The Hoot-Nanny, or Magic Designer as it is sometimes called, is a toy that was manufactured in Chicago by Howard B. Jones in the early 1900s. Using a system of gears and linkages, it moves a pencil around on a circular piece of paper to produce interesting and sometimes quite elaborate designs. The Hoot-Nanny simulator is a JavaScript simulation of the Hoot-Nanny toy.

In both the toy and the simulator, you can change one or more of several adjustments to produce different designs. On the toy, these are of course physical adjustments. On the simulator, you make the adjustments by specifying numerical values for the various simulator parameters. In order to understand the simulator parameters, it's helpful to have a mental image of the physical device. Here is a picture of the actual toy:

To use the toy, you put a piece of paper on the big black gear in the middle and then turn the little crank. This turns the big gear, which then turns the two smaller gears on the left. The two pins sticking up from the smaller gears make the long arms wiggle the pencil around in various ways while the paper rotates beneath it. That's what makes the designs.

There are basically three adjustments possible on the toy which can be set in myriad ways to produce a corresponding myriad of (mostly) different designs. These three adjustments are:

- The angular distance between the two small gears. This is controlled by the lever on the right side of the device.
- The positions of the two pins on the small gears. Each pin can be placed in one of eight holes in the corresponding gear.
- The lengths of the two pencil arms. These are set according to which of the arm holes are used to engage the pins.

The simulator has several more adjustments than the toy, as shown in the box to the left. Some of these correspond with the physical adjustments provided by the toy, while the others are possible in the simulator only.

**Angle Between Gears**This parameter specifies the angular distance between the two small gears, in degrees. The simulator accepts any value, but note that settings of this parameter that differ by exact multiples of 360 degrees will give the same design.- Length of Arm A and
**Length of Arm B**These parameters specify the lengths of the two arms, in arbitrary units.

**Radius of Pin A Circle**and**Radius of Pin B Circle**These parameters specify the radial distances from the centers of the two small gears to the corresponding pins, in arbitrary units. In the toy, the values possible for these adjustments are constrained by the locations of the holes in the gears. The simulator imposes no such restriction.**Angle Between Pins**At any time during the simulation, the bearings from the centers of the two small gears to the corresponding pins will differ by a constant angle. This parameter specifies that angular difference, in degrees. In the toy, the values possible for this adjusment are constrained by the locations of the holes in the gears. The simulator imposes no such restriction.

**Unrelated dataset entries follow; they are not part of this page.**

PR #842, opened 2023-12-26
Add breezemode to Inovelli Cluster

futurexdesign:
Add "Breeze Mode"  parameter to the Inovelli cluster for VZM36.   Parameter is new in latest beta firmware.


Koenkk:
Thanks!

**Radius of Gear A Path**and**Radius of Gear B Path**These parameters specify the radial distances from the center of the big gear to the centers of the two small gears, in arbitrary units. These distances are fixed in the toy by its physical construction.**Number of Sides**The toy always produces designs with six-sided symmetry (like a snowflake). In the simulator, this parameter specifies the "sidedness" of the design. This parameter is usually specified as integer value, although non-integer values can sometimes produce interesting results.**Number of Traces**This parameter specifies how many times the simulator will run when the Draw button is pressed. This parameter is rounded up to the next higher integer value before use. On the first run, the simulator uses the parameters specified in the "Initial" column. For the second and subsequent runs (if specified), the simulator adjusts all of the parameters by the values specified in the "Change By" column so that a different design is produced each time. You can set the "Change By" values to anything you want, but you will get better results if you set only a small number of them (leave the others at zero) and if you set them to relatively small values compared with the initial values.**Step Size**This parameter specifies how far the simulator should turn the crank before calculating and drawing a new point in the output. If the step size is too small, the output will be smooth, but the simulation will take a long time. If the step size is too large, the simulator will run quickly, but the design may appear jagged and/or contain extraneous lines. So the trick is to set the step size as large as possible for the best performance, but not so large that the design appears jagged. A value of 1 is usually a good place to start.**Animate**If this checkbox is checked, the simulator will run slower than normal and will display each point on the screen as it is calculated. This lets you see the drawing as it develops. If the checkbox is not checked, the simulator will run as fast as it can, but the drawing will not appear until after it has been fully calculated.